Terms like service dog, support dog, and therapy dog are often used interchangeably, but they are not the same thing. The legal distinctions can get complicated, but here are some easy rules of thumb to remember regarding service dogs.
Service dogs go through rigorous training before being matched with an individual with a disability. These dogs are trained to perform certain relevant tasks, such as retrieve items or pull wheelchairs. Some dogs are even trained to detect an impending seizure! Service dogs can also perform tasks for people with psychiatric disabilities. For example, these dogs may brace or guide someone who is dizzy from medication or disoriented from a PTSD episode. (A dog who provides reassurance and companionship to a person with a mental health condition, but does not perform any specific tasks, would be considered an emotional support dog rather than a service dog.)
Like emotional support dogs, therapy dogs are not taught to do any specific disability-related tasks. Their job is to be friendly and gentle with all kinds of people. They typically live with an owner/ handler, but their assistance is meant for others.
Service dogs are trained to focus on one person: their disabled partner. It is considered rude and even potentially dangerous for a stranger to pet a working service dog, since someone is relying on that dog’s attention to keep them safe.
Therapy dogs, on the other hand, are trained to be touched. Their handlers bring them to places where they can comfort large numbers of people, such as hospitals, nursing homes, schools, and areas hit by natural disasters.
In accordance with the Americans With Disabilities Act (ADA), service dogs must be allowed anywhere the general public can go, including stores, churches, and buses. Kicking a service dog out of a restaurant is not only a terrible way to treat a customer – it will also likely result in a lawsuit!
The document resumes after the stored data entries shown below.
PR #456, opened 2023-02-03
CTW-737 Adding managing org to med statement in history

eric-gunther:
Added patient managing organization to med statements in history. The majority of our med statements are produced either via CommonWell or Canvas. This will show the CommonWell org that we pulled the data from or "Firsthand" in the case of Canvas (though I need a follow-up task to ensure that managing org is set on firsthand patients, I'm not confident that's true). 

image

### DIFF
--- a/.changeset/chilly-lies-obey.md
+++ b/.changeset/chilly-lies-obey.md
@@ -2,4 +2,4 @@
 "@zus-health/ctw-component-library": patch
 ---
 
-Adding patient managing organization to medication statement cards in history
+Add patient managing organization to medication statement cards in history.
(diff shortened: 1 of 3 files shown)


.changeset/chilly-lies-obey.md
```diff
@@ -0,0 +1,5 @@
+---
+"@zus-health/ctw-component-library": patch
+---
+
+Adding patient managing organization to medication statement cards in history
```
luthfib, line 5:
```suggestion
Add patient managing organization to medication statement cards in history.
```

luthfib (approved):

Therapy dogs and emotional support dogs, on the other hand, are not protected by federal law and, in the absence of some other state or local law, can be barred from public areas just like regular pets.
The vast majority of service dogs are Labrador retrievers, Golden retrievers, or German Shepherds. These dogs are bred to have the ideal combination of temperament, intelligence, and size for service work.
Therapy dogs and emotional support dogs come in all shapes and sizes. A sweet, easygoing temperament is really the only requirement. The amazing story of Smiley, a therapy dog who was born without eyes, went viral last year.
While we’d like to believe that no one would ever try to pass off their pet as a service dog, it does happen, and business owners have lots of legitimate reasons for keeping out unruly pet dogs. So how can you prove your service dog is the real deal? The good news is that you don’t have to. Businesses are legally allowed to ask if your dog is a service dog, and if so, what tasks the dog has been trained to perform. They cannot ask about the nature of your disability, or require any special paperwork. (The U.S. does not have a universal process for qualifying or registering service dogs, anyway.) And don’t forget that your dog is a living, breathing testament to her service-dog status. For most people, she’ll be the most well-behaved and dignified dog they have ever encountered!